(What you will do)
For this exercise, print all of the data exactly as given.

(Saved data entries)

Issue #875, opened 2020-03-06
Add domain construction in Helix participant manager


zhangmeng916:
Helix has a topology defined in cluster config, e.g.,  "TOPOLOGY": "/zone/host", and it will be used to construct the "domain" field in participant config, e.g. ""DOMAIN": "zone=0,host=host1". In cloud environment, Helix will provide a default topology value for the cluster, e.g., for Azure, the format is /faultDomain/hostName. Participant manager will need to construct the domain field based on this topology.

PR #876, opened 2020-03-06
Add construction of domain in Helix participant logic

zhangmeng916:
### Issues

- [X ] My PR addresses the following Helix issues and references them in the PR description:

(#875 )

### Description

Helix has a topology defined in cluster config, e.g., "TOPOLOGY": "/zone/host", and it will be used to construct the "domain" field in participant config, e.g. ""DOMAIN": "zone=0,host=host1". In Azure, Helix will provide a default topology value for the cluster, and the format is /faultDomain/hostName. In this pR, we add the construction function in Participant manager to construct the domain field based on this topology.

### Tests

### Commits

- [X ] My commits all reference appropriate Apache Helix GitHub issues in their subject lines. In addition, my commits follow the guidelines from "[How to write a good git commit message](http://chris.beams.io/posts/git-commit/)":

### Code Quality

- [X ] My diff has been formatted using helix-style.xml 

### DIFF
--- a/helix-core/src/main/java/org/apache/helix/cloud/azure/AzureCloudInstanceInformationProcessor.java
+++ b/helix-core/src/main/java/org/apache/helix/cloud/azure/AzureCloudInstanceInformationProcessor.java
@@ -144,9 +144,6 @@ public class AzureCloudInstanceInformationProcessor
         String vmssName = computeNode.path(INSTANCE_SET_NAME).getValueAsText();
         String azureTopology = AzureConstants.AZURE_TOPOLOGY;
         String[] parts = azureTopology.trim().split("/");
-        if (parts.length != 2) {
-          throw new HelixException("Invalid Azure topology definition: " + azureTopology);
-        }
         //The hostname will be filled in by each participant
         String domain = parts[0] + "=" + platformFaultDomain + "," + parts[1] + "=";
 
--- a/helix-core/src/main/java/org/apache/helix/cloud/azure/AzureCloudInstanceInformationProcessor.java
+++ b/helix-core/src/main/java/org/apache/helix/cloud/azure/AzureCloudInstanceInformationProcessor.java
@@ -142,8 +142,16 @@ public class AzureCloudInstanceInformationProcessor
         String vmName = computeNode.path(INSTANCE_NAME).getTextValue();
         String platformFaultDomain = computeNode.path(DOMAIN).getTextValue();
         String vmssName = computeNode.path(INSTANCE_SET_NAME).getValueAsText();
+        String azureTopology = AzureConstants.AZURE_TOPOLOGY;
+        String[] parts = azureTopology.trim().split("/");
+        if (parts.length != 2) {
+          throw new HelixException("Invalid Azure topology definition: " + azureTopology);
+        }
+        //The hostname will be filled in by each participant
+        String domain = parts[0] + "=" + platformFaultDomain + "," + parts[1] + "=";
+
         AzureCloudInstanceInformation.Builder builder = new AzureCloudInstanceInformation.Builder();
-        builder.setInstanceName(vmName).setFaultDomain(platformFaultDomain)
+        builder.setInstanceName(vmName).setFaultDomain(domain)
             .setInstanceSetName(vmssName);
         azureCloudInstanceInformation = builder.build();
       }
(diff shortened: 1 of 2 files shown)


helix-core/src/main/java/org/apache/helix/manager/zk/ParticipantManager.java
```diff
@@ -200,6 +201,22 @@ private void joinCluster() {
     }
   }
 
+  private String ConstructDomainField(String faultDomain) {
+    Boolean topologyEnabled = _configAccessor.getClusterConfig(_clusterName).isTopologyAwareEnabled();
```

(Your solution)
Issue #875, opened 2020-03-06
Add domain construction in Helix participant manager


zhangmeng916:
Helix has a topology defined in cluster config, e.g.,  "TOPOLOGY": "/zone/host", and it will be used to construct the "domain" field in participant config, e.g. ""DOMAIN": "zone=0,host=host1". In cloud environment, Helix will provide a default topology value for the cluster, e.g., for Azure, the format is /faultDomain/hostName. Participant manager will need to construct the domain field based on this topology.

PR #876, opened 2020-03-06
Add construction of domain in Helix participant logic

zhangmeng916:
### Issues

- [X ] My PR addresses the following Helix issues and references them in the PR description:

(#875 )

### Description

Helix has a topology defined in cluster config, e.g., "TOPOLOGY": "/zone/host", and it will be used to construct the "domain" field in participant config, e.g. ""DOMAIN": "zone=0,host=host1". In Azure, Helix will provide a default topology value for the cluster, and the format is /faultDomain/hostName. In this pR, we add the construction function in Participant manager to construct the domain field based on this topology.

### Tests

### Commits

- [X ] My commits all reference appropriate Apache Helix GitHub issues in their subject lines. In addition, my commits follow the guidelines from "[How to write a good git commit message](http://chris.beams.io/posts/git-commit/)":

### Code Quality

- [X ] My diff has been formatted using helix-style.xml 

### DIFF
--- a/helix-core/src/main/java/org/apache/helix/cloud/azure/AzureCloudInstanceInformationProcessor.java
+++ b/helix-core/src/main/java/org/apache/helix/cloud/azure/AzureCloudInstanceInformationProcessor.java
@@ -144,9 +144,6 @@ public class AzureCloudInstanceInformationProcessor
         String vmssName = computeNode.path(INSTANCE_SET_NAME).getValueAsText();
         String azureTopology = AzureConstants.AZURE_TOPOLOGY;
         String[] parts = azureTopology.trim().split("/");
-        if (parts.length != 2) {
-          throw new HelixException("Invalid Azure topology definition: " + azureTopology);
-        }
         //The hostname will be filled in by each participant
         String domain = parts[0] + "=" + platformFaultDomain + "," + parts[1] + "=";
 
--- a/helix-core/src/main/java/org/apache/helix/cloud/azure/AzureCloudInstanceInformationProcessor.java
+++ b/helix-core/src/main/java/org/apache/helix/cloud/azure/AzureCloudInstanceInformationProcessor.java
@@ -142,8 +142,16 @@ public class AzureCloudInstanceInformationProcessor
         String vmName = computeNode.path(INSTANCE_NAME).getTextValue();
         String platformFaultDomain = computeNode.path(DOMAIN).getTextValue();
         String vmssName = computeNode.path(INSTANCE_SET_NAME).getValueAsText();
+        String azureTopology = AzureConstants.AZURE_TOPOLOGY;
+        String[] parts = azureTopology.trim().split("/");
+        if (parts.length != 2) {
+          throw new HelixException("Invalid Azure topology definition: " + azureTopology);
+        }
+        //The hostname will be filled in by each participant
+        String domain = parts[0] + "=" + platformFaultDomain + "," + parts[1] + "=";
+
         AzureCloudInstanceInformation.Builder builder = new AzureCloudInstanceInformation.Builder();
-        builder.setInstanceName(vmName).setFaultDomain(platformFaultDomain)
+        builder.setInstanceName(vmName).setFaultDomain(domain)
             .setInstanceSetName(vmssName);
         azureCloudInstanceInformation = builder.build();
       }
(diff shortened: 1 of 2 files shown)


helix-core/src/main/java/org/apache/helix/manager/zk/ParticipantManager.java
```diff
@@ -200,6 +201,22 @@ private void joinCluster() {
     }
   }
 
+  private String ConstructDomainField(String faultDomain) {
+    Boolean topologyEnabled = _configAccessor.getClusterConfig(_clusterName).isTopologyAwareEnabled();
```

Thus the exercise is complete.